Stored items

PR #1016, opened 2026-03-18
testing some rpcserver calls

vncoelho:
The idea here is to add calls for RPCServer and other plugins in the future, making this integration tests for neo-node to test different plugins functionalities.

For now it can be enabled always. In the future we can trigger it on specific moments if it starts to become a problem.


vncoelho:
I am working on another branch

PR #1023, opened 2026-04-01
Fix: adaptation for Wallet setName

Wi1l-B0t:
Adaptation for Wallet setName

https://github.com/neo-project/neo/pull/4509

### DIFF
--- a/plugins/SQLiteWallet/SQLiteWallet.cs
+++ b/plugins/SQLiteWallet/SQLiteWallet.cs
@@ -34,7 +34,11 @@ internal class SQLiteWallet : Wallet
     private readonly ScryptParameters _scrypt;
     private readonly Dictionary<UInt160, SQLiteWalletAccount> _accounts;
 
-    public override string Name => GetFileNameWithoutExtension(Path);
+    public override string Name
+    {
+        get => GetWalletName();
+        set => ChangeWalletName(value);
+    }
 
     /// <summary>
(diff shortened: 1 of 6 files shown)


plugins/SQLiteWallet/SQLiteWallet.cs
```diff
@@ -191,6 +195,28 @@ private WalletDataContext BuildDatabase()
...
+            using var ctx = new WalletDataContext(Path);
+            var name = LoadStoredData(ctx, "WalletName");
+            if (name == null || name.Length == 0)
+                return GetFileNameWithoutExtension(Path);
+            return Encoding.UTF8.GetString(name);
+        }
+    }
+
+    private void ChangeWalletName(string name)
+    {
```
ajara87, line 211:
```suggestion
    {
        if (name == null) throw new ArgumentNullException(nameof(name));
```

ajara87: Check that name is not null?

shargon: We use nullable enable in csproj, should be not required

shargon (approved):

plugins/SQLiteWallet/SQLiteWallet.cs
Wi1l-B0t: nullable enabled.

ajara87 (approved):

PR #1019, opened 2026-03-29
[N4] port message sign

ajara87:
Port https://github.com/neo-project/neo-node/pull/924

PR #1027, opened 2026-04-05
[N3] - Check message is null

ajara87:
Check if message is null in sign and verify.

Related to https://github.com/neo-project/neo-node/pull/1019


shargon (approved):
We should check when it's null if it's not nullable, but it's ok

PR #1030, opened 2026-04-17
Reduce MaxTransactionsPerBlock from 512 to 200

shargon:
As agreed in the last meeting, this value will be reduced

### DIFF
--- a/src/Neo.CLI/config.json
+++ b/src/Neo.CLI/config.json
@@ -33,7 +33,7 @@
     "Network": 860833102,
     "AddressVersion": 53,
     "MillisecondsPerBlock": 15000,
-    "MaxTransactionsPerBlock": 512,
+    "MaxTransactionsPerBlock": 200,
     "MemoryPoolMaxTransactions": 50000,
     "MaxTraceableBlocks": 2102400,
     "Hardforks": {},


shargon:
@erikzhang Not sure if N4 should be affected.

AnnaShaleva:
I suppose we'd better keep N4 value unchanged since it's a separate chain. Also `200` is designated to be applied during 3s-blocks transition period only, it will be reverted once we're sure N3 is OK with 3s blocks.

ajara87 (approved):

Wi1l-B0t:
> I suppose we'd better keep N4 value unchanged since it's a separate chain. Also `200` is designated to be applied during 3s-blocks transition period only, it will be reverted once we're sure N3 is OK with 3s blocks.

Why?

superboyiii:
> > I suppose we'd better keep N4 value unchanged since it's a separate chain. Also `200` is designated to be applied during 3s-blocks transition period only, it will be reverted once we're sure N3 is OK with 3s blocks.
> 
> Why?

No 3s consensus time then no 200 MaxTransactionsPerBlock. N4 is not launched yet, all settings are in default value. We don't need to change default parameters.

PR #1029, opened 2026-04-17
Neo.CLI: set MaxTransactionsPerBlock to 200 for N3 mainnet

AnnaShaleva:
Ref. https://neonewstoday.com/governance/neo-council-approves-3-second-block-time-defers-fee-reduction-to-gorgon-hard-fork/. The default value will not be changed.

...

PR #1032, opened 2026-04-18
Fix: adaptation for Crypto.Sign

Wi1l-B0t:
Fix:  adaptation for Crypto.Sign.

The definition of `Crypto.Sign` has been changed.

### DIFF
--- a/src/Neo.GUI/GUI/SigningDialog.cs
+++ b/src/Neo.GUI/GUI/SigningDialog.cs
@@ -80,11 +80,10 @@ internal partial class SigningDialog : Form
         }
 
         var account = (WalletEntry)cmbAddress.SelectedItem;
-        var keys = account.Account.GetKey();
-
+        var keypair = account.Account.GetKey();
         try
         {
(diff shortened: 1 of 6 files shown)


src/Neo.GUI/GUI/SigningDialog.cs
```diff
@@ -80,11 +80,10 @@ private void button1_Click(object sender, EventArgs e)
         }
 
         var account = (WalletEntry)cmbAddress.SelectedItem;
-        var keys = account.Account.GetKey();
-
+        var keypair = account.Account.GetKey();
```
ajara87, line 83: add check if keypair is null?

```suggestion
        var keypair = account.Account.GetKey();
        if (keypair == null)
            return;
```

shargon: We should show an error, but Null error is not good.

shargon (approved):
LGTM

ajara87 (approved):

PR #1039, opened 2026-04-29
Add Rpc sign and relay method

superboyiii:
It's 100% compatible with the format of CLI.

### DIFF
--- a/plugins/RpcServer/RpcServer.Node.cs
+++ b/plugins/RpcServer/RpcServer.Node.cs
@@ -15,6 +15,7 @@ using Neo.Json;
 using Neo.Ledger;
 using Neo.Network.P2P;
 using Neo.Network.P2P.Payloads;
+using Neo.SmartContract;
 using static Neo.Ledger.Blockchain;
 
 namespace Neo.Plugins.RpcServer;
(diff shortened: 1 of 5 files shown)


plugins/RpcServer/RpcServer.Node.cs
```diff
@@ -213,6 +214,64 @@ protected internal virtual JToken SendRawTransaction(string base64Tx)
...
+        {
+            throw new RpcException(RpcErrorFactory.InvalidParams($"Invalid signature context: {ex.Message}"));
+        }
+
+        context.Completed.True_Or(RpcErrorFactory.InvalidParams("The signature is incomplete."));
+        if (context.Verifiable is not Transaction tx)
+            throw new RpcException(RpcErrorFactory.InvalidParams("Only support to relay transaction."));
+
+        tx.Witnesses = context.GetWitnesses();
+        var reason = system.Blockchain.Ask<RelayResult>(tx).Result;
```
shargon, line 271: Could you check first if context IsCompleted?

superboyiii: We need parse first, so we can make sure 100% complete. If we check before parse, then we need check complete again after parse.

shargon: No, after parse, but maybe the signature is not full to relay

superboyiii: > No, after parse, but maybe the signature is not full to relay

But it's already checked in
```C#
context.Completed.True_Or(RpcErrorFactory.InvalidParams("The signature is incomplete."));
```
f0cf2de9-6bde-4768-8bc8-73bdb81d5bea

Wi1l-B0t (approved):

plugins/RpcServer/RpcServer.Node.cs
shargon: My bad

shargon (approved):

* * *

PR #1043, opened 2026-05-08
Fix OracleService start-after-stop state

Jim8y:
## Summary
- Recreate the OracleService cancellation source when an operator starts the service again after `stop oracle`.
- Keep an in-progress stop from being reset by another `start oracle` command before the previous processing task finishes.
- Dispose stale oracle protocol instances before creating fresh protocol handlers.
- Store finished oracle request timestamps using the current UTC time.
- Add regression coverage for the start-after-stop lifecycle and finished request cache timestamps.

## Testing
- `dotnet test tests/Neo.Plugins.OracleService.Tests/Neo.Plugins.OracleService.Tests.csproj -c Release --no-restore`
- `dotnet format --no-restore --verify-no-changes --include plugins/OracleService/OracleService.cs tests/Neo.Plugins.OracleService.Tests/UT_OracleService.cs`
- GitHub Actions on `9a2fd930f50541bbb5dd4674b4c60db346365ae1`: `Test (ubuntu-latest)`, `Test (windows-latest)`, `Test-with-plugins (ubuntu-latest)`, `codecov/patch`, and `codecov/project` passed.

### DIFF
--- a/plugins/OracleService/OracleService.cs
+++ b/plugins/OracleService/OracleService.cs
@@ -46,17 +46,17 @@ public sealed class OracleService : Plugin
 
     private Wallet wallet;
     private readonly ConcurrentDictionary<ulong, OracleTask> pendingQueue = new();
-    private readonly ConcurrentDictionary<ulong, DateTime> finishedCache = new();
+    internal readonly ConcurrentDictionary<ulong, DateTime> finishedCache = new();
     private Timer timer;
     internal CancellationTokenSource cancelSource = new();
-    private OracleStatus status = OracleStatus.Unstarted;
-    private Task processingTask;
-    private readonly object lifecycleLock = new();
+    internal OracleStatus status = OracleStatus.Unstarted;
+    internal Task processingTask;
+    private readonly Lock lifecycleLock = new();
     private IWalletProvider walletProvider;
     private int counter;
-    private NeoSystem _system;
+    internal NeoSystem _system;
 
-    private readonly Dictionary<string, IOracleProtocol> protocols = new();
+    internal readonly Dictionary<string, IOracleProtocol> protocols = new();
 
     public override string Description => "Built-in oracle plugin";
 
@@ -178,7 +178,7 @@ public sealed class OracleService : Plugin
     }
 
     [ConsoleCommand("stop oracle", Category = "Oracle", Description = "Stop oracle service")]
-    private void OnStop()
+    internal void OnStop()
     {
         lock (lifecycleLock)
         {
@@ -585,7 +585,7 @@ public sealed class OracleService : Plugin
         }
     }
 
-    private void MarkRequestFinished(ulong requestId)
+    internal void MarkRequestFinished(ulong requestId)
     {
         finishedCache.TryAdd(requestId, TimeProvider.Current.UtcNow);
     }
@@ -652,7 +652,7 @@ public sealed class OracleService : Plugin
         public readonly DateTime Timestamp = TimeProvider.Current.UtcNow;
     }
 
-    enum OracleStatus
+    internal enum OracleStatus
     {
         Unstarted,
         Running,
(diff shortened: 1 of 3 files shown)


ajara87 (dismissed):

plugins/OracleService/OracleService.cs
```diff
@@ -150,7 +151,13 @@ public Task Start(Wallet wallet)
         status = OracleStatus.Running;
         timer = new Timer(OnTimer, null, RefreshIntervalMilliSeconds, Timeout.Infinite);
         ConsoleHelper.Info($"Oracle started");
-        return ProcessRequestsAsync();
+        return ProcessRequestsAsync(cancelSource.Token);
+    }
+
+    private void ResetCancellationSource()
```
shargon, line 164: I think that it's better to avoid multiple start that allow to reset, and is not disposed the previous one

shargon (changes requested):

# WHAT IS BEING ASKED
For every line of the records above that holds the word "OnStop", count one, and state the total only.

# EXERCISE OUTPUT
2